医療行為は限られた人だけが行える行為という印象ですが、保健師やケアワーカーなど病院や施設などで働いている人たちはできないのでしょうか?
今回は活躍の場が増えている「保健師」と「医療行為」について、考察していきましょう。
■医療行為とはどういう行為のことでしょうか?
医師法(医師の免許、国家試験の制度、業務上の義務などを規定した法律)により医師や医師の指示を受けた医療従事者のみが、行うことが認められている治療行為や処置などのことです。
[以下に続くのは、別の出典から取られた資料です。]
PR #1041, opened 2021-05-05
Allow a whole lot of X-ray missions

matteobachetti:
By the way, let us make PINT understand data from many more missions.

This should work with all currently supported missions, plus many more. And if a mission is not known, it just calls it "generic" and tries to read the data from the first FITS extension (of course, data have to be barycentered, orbit files would be trickier!).

- [x] Basic implementation
- [x] Make it work without HEADAS (minor fix)
- [x] Make missions in xselect.mdb non-generic (this has little use for now, but it can be important if we decide to filter by PI or perform some other data selection)

### DIFF
--- a/src/pint/event_toas.py
+++ b/src/pint/event_toas.py
@@ -1,4 +1,5 @@
 """Generic function to load TOAs from events files."""
+import os
 import astropy.io.fits as pyfits
 import numpy as np
 from astropy import log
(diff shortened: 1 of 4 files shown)


paulray:
Cool! I didn't know about xselect.mdb.  Will this now fail if someone doesn't have HEADAS set, however?

matteobachetti:
Yes, but this is a bug that I will fix shortly!

matteobachetti:
@paulray ready for review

以前は湿布を貼ることや目薬をさす行為も、医療行為であったそうです。
■保健師の仕事
保健師は健康状態をチェックしたり病気を未然に防ぐお仕事で、保健指導や健康管理などが主な仕事となっています。保健師の種類は大きく分けて4種類あります。
◎行政保健師
行政機関(都道府県や市町村など)で働く保健師です。市町村役所や市町村が設置する保健センターや、県の保健所が主な活躍の場所です。行政保健師になるには、「公務員採用試験」に合格する必要があります。
◎産業保健師
健康保険組合や企業などで産業医などと共に、労働者の健康管理をします。産業保健師のお仕事は保健指導や疾病などの予防、データの分析や評価などをして予防のための保健指導などを行います。
◎学校保健師
学校保健師は学校における健康業務全般に携わるお仕事です。学校に通う生徒に対する保健指導(いじめなどを始めとする心の健康管理やカウンセリングなど)や教職員のケアなど、そのお仕事内容は多岐にわたります。
◎病院保健師
病院などの医療機関で働く保健師です。病気予防のためのアドバイスや指導をしたり、病院で働くスタッフの健康管理を行ったりします。小児科では予防接種のサポートをしたりもします。
■保健師ができる医療行為
正確には医師以外ができる医療行為になります。
①医師等の医療職が本人や家族に了解を得て、さらに一定の条件を満たした場合、皮膚への軟膏の塗布(祷瘡の処置を除く)、内用薬の内服、皮膚への湿布の貼付や点眼薬の点眼、鼻腔粘膜への薬剤噴霧の介助や肛門からの坐薬挿入など。
②自動血圧測定器での血圧測定
③体温計で腋下の体温を計測すること、及び耳式電子体温計による体温測定をすること
④軽微な切り傷や擦り傷、やけど等に対し、専門的な判断や技術を必要としない処置をすること
⑤爪切りやヤスリによるやすりがけなど(糖尿病等の疾患に伴う専門的な管理が必要でない場合、爪や爪の周囲の皮膚に異常がない場合)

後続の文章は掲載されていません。